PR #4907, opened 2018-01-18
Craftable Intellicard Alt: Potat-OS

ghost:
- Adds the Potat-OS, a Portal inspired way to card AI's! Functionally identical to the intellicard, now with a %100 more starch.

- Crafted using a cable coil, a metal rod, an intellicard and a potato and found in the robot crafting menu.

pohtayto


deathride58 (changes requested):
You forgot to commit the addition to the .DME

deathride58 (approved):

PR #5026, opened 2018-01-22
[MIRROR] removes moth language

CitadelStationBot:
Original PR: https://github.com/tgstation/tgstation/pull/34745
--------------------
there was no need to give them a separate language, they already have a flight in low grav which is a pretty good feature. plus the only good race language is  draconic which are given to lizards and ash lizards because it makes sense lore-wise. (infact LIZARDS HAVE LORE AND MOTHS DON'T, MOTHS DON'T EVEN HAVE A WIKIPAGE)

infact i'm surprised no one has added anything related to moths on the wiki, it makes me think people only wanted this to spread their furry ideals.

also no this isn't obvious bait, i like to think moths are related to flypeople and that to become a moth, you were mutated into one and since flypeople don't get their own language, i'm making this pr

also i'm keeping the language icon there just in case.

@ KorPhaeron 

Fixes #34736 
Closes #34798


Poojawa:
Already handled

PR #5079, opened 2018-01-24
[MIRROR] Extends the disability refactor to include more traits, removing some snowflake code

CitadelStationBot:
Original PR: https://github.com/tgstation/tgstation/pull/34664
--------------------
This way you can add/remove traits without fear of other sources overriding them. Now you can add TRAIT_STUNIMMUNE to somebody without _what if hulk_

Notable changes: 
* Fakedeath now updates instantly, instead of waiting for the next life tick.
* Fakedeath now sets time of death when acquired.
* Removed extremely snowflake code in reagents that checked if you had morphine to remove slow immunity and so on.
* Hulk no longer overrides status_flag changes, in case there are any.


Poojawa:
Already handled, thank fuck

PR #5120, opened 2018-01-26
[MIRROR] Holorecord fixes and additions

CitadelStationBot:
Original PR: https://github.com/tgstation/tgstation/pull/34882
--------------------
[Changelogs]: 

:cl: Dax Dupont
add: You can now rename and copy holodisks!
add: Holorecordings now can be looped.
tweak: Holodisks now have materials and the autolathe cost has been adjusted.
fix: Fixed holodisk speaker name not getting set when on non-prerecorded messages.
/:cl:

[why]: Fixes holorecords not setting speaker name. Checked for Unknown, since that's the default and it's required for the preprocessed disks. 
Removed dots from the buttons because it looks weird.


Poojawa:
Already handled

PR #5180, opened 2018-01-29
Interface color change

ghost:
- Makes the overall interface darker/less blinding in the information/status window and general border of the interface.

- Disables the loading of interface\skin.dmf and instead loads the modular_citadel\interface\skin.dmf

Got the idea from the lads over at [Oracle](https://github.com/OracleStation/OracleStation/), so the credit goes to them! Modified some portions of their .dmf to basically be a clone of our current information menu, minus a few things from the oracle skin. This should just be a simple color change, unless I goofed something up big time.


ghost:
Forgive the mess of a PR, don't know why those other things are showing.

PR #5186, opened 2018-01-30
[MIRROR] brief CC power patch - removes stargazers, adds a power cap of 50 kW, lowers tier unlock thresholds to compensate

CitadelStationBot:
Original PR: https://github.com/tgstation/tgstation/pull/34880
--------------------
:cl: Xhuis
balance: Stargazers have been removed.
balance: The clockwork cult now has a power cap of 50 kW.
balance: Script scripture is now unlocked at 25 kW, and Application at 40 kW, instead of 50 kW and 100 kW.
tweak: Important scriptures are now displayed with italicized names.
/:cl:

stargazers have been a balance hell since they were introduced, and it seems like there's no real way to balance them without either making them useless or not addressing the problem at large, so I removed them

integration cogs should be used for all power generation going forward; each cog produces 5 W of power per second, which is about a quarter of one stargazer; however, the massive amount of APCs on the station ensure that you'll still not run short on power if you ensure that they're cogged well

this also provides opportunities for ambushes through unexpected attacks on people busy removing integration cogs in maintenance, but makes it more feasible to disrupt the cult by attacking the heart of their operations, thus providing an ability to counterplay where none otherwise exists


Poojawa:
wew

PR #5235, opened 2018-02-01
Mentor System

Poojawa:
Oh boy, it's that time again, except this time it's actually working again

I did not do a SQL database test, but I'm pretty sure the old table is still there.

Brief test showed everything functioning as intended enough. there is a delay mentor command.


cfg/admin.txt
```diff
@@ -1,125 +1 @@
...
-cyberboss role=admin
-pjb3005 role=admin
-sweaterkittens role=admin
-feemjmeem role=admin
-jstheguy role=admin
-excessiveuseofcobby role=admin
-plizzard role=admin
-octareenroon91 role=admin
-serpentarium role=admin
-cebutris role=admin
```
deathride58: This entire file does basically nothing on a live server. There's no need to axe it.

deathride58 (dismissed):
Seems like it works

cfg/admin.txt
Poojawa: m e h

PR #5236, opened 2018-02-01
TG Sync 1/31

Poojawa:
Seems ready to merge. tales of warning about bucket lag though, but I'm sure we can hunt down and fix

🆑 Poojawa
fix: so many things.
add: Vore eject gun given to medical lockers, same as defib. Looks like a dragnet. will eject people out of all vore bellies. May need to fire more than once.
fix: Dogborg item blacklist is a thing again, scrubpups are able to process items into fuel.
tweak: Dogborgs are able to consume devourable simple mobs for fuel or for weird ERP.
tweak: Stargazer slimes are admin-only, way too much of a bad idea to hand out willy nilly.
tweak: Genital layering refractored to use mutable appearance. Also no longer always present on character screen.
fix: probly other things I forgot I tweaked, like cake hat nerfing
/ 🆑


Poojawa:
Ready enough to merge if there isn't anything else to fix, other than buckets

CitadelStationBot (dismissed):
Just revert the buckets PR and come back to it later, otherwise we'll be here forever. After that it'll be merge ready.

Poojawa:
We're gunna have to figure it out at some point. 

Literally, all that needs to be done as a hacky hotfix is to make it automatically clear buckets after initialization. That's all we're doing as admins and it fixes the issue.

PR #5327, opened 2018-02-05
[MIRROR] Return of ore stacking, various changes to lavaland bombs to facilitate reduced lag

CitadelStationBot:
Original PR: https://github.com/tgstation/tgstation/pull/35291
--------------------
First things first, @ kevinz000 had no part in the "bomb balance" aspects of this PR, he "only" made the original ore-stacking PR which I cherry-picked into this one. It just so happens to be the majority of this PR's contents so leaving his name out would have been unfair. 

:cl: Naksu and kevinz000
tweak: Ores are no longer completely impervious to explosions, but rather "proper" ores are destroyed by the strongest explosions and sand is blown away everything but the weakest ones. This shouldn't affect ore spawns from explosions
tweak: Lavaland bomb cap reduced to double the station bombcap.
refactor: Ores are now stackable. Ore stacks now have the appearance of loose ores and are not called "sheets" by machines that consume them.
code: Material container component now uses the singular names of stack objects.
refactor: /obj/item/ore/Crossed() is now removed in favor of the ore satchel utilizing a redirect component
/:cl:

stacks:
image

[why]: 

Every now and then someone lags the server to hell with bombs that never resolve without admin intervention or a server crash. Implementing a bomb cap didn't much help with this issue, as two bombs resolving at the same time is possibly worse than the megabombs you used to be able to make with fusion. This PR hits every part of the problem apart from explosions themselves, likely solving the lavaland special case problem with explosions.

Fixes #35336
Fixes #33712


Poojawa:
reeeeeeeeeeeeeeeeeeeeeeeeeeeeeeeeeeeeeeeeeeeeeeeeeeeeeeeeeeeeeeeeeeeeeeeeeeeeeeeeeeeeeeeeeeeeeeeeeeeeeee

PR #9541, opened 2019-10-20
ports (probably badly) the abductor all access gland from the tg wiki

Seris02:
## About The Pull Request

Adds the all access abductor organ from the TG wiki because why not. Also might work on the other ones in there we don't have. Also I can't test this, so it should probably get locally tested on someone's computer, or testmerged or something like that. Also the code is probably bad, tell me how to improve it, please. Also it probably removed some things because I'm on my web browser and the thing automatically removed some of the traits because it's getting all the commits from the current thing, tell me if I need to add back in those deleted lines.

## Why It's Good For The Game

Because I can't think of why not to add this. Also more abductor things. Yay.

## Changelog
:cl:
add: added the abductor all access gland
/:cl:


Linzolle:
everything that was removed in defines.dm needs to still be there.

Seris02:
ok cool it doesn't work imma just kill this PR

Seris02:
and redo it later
☆ ☆ ☆
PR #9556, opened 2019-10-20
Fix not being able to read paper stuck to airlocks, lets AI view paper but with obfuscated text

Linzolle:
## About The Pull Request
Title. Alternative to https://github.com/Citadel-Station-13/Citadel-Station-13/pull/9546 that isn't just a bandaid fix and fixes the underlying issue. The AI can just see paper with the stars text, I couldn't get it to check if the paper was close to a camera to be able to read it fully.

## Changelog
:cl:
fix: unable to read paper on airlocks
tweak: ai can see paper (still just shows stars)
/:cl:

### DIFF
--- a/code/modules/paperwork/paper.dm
☆ ☆ ☆
__WHAT THE EXERCISE ASKS__
Copy all lines from the material that hold "automatically".

__WRITTEN ANSWER__
Literally, all that needs to be done as a hacky hotfix is to make it automatically clear buckets after initialization. That's all we're doing as admins and it fixes the issue.
Adds the all access abductor organ from the TG wiki because why not. Also might work on the other ones in there we don't have. Also I can't test this, so it should probably get locally tested on someone's computer, or testmerged or something like that. Also the code is probably bad, tell me how to improve it, please. Also it probably removed some things because I'm on my web browser and the thing automatically removed some of the traits because it's getting all the commits from the current thing, tell me if I need to add back in those deleted lines.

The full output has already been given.